Constraints. What the component must not do. Performance requirements. External dependencies and their versions. Compatibility requirements with other parts of the system.
Acceptance criteria. The conditions under which you’ll call this done. Each criterion must be testable. “Fast” is not a criterion. “Processes 100,000 rows in under 3 seconds on a standard laptop” is.
Here’s a minimal spec for a feature engineering function in a churn prediction model:
## Goal
Bin the `tenure_months` column into four labeled categories for use as a
categorical feature in the churn model. Avoids treating tenure as linear
when the relationship with churn is non-linear in our data.
## Inputs / Outputs
Input: pandas DataFrame with a `tenure_months` column (int, non-negative).
Output: the same DataFrame with a new column `tenure_bucket` (str, categorical).
## Behavior
1. Apply the following fixed bins: 0–6 months → "new", 7–24 → "growing",
25–60 → "established", 61+ → "mature".
2. Bins are closed on the right (i.e., 6 maps to "new", 7 maps to "growing").
3. The original `tenure_months` column is preserved unchanged.
4. The function must be stateless — no fitting step, same bins every call.
## Constraints
- Python 3.11+, pandas 2.x
- No external dependencies beyond pandas
- Must work inside a sklearn Pipeline (implements fit/transform interface)
## Acceptance Criteria
- [ ] Given a DataFrame with tenure_months [0, 6, 7, 24, 25, 60, 61, 120],
the output tenure_bucket values are
["new", "new", "growing", "growing", "established", "established", "mature", "mature"].
- [ ] Given a DataFrame with no rows, the function returns an empty DataFrame
with the tenure_bucket column present.
- [ ] The function raises ValueError if tenure_months contains negative values.
Short. Concrete. Reviewable in two minutes.
When Is SDD Better?
SDD adds overhead. Writing a spec, reviewing it, then implementing to it takes more time than just prompting Claude directly. For small tasks, that overhead isn’t worth it.
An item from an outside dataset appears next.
PR #2087, opened 2026-09-07
[MOB-1857] Detect insufficient funds by error kind and never swallow a send failure (stack 05/21)

Chlup:
> **Stacked PR 05/19** of the sync-contention series (umbrella #2071). Base: `michal/MOB-1848/MOB-1856-coalesce-transaction-refresh-stack-04`. Review this PR's own diff; merge the stack bottom-up with a merge commit and delete each head branch after merging so GitHub retargets the next PR to `main`.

SDD pays off when one or more of these is true:
- The task is large — more than roughly two hours of implementation work
- Multiple people need to agree on what gets built before work starts
- The output has a data contract: an API response schema, a model input format, a file format that other code depends on
- You’ll need to reproduce or extend this work in a future session
- The work spans multiple Claude sessions, where context from session one won’t carry to session two
A one-liner like @src/utils.py add a type hint to this function doesn’t need a spec. “Build a feature store integration for our training pipeline” does.
Tip
If you’re unsure whether a task needs a spec, ask yourself: could two different engineers read this prompt and build the same thing? If the answer is no, write a spec.